The male doll’s neck and limbs were bound with rope, hanging from the ceiling light. Mu Shan’s shots had burst the player inside its belly, exposing some cotton stuffing.
She scanned left and right, confirmed no other dangers, and only then slowly lowered her machine gun shooter.
This seemed to be the director’s or teacher’s office, with an iron bunk bed for on-duty use, a desk, and a chair.
Mu Shan discovered a yellowed notice on the office wall:
【Closure Notice】
To all parents: Due to poor management and chronic losses, this nursery is now closing for reorganization. We deeply apologize to all parents.
Besides the closure notice, the four walls of the office were covered in large and small award certificates, all darkened and yellowed, clearly quite old.

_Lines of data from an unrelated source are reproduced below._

PR #790, opened 2020-03-02
Remove some random perturbations for DYCOMS

kpamnany:
# Description

This removes some of the random perturbations that were being applied to the initial state of DYCOMS, leaving behind only one for `θ_liq`.

Submitted on behalf of @smarras79.

### DIFF
--- a/experiments/Atmos_LES/dycoms.jl
+++ b/experiments/Atmos_LES/dycoms.jl
@@ -267,14 +267,8 @@ function init_dycoms!(bl, state, aux, (x,y,z), t)
 
     # Perturb initial state to break symmetry and trigger turbulent convection
     r1 = FT(rand(Uniform(-0.002, 0.002)))
-    r2 = FT(rand(Uniform(-0.00001, 0.00001)))
-    r3 = FT(rand(Uniform(-0.001, 0.001)))
-    r4 = FT(rand(Uniform(-0.001, 0.001)))
-    if z <= 400.0
+    if z <= 200.0
         θ_liq += r1 * θ_liq
-        q_tot += r2 * q_tot
-        u     += r3 * u
-        v     += r4 * v
     end
 
     # Pressure


vchuravy:
In general we should inject randomness in a very controlled way, so that we do have reproducible runs as much as possible which aids debugging.

kpamnany:
Is there a better way to "trigger turbulent convection"? @charleskawczynski?

With regard to the current implementation, we can simply seed the RNG with a constant to get reproducibility. But this is not exactly a test -- it is an experiment. IOW, it should run for a few hours, _with_ a random perturbation, to verify that the physics is working correctly. So it would be a weekly test.

So I guess what we want to do is keep the short run with a constant seed to the RNG for a quick test, and add a variation that uses a random variation for a weekly test (when we have those). Does that sound right?

smarras79:
> Is there a better way to "trigger turbulent convection"? @charleskawczynski?
> 
> With regard to the current implementation, we can simply seed the RNG with a constant to get reproducibility. But this is not exactly a test -- it is an experiment. IOW, it should run for a few hours, _with_ a random perturbation, to verify that the physics is working correctly. So it would be a weekly test.
> 
> So I guess what we want to do is keep the short run with a constant seed to the RNG for a quick test, and add a variation that uses a random variation for a weekly test (when we have those). Does that sound right?

Low intensity random perturbations (given a specified spectrum or not) are pretty much the easiest and probably only way to do it.

simonbyrne:
Could we just sample some low-order frequencies and hard-code them? e.g.
```
θ_liq = 0.00232 * sin(x) + 0.0018 * sin(2x) + 0.00052 * cos(x) + θ_liq + 0.0002 * cos(2x)
```

bischtob:
> Could we just sample some low-order frequencies and hard-code them? e.g.
> 
> ```
> θ_liq = 0.00232 * sin(x) + 0.0018 * sin(2x) + 0.00052 * cos(x) + θ_liq + 0.0002 * cos(2x)
> ```

That's how I would do it, too.

charleskawczynski:
> Is there a better way to "trigger turbulent convection"? @charleskawczynski?

I agree with Simon, sin/cos waves are typically effective at achieving the same thing-- you may need to tune the frequency/amplitude of these waves. This might be a nice utility function available to initialization functions.

smarras79:
If we want to use some analytic perturbations for reproducibility, then I would recommend to follow Bryan's definitions. We want to trigger a turbulent field that has a pre-defined energy spectrum. 

Options (including code) are nicely described by George Bryan here:

[](https://www2.mmm.ucar.edu/people/bryan/Code/getperts.html)

kpamnany:
This PR reduces the amount of randomness, so I'll merge it and open an issue to track removing the remaining element of randomness.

【Top Ten Civilized Nursery】
【Gold Medal Orderly Nursery】
【Parent-Voted Most Regulated Nursery】
…
Mu Shan glanced over them. She set the flashlight on the desk, pulled at the desk drawer—it was locked.
No problem. With a jab of the laser sword, any lock had to open.
The drawer did not contain anything important: fee receipts, purchase vouchers, invoices, payroll stubs.
Mu Shan specifically looked for the kitchen procurement records: 80% were bran, with occasional rice or flour.
There was an old ruler in the drawer, stained with some unknown color, looking pitch black and filthy. Nothing else of value.
Mu Shan left disappointed. Now only the last room remained unsearched.
Behind the red door curtain was a space not much larger than the office, but it was densely packed with wooden cubicles. She counted: one wall had six layers of wooden cubicles stacked up and down.
The cubicles were sealed on the front, back, left, and right sides, with one side open and the top also sealed. The only opening had a ladder for access. By the dimensions, adults could not crawl inside.
Mu Shan wondered what this was when she spotted an old bedsheet in the nearest cubicle to her.
…This turned out to be the nursery’s dormitory.
The moment this realization hit, she felt the room temperature plummet.
Those things that did not resemble beds at all were stacked in rows, occupying the entire indoor space.
No air conditioning, no toys, no plants, no view.
Lying in one felt like lying in a coffin.
Even so, this was the only remaining place in the nursery to hide things. Mu Shan’s heart pounded like a drum, “thump thump thump,” the only sound leaping in the silent room.
She took a deep breath, gripped her flashlight, and carefully squatted to check the nearest cubicle.
Most of the “beds” were empty, only lined with filthy old sheets. Occasionally, there were messy scratches, paper wads, or trash.
Mu Shan did not give up. She held her breath almost entirely and climbed the ladder to search the upper cubicles.
The top layer had no sheet. She found adhesive traces on the side wall.
Prying it open, she saw an electric card!
Mu Shan lit up with joy. She quickly tucked the electric card into her waist pouch and prepared to climb down the ladder.
The flashlight beam flashed, illuminating in the cubicle below a pair of pale little feet protruding out.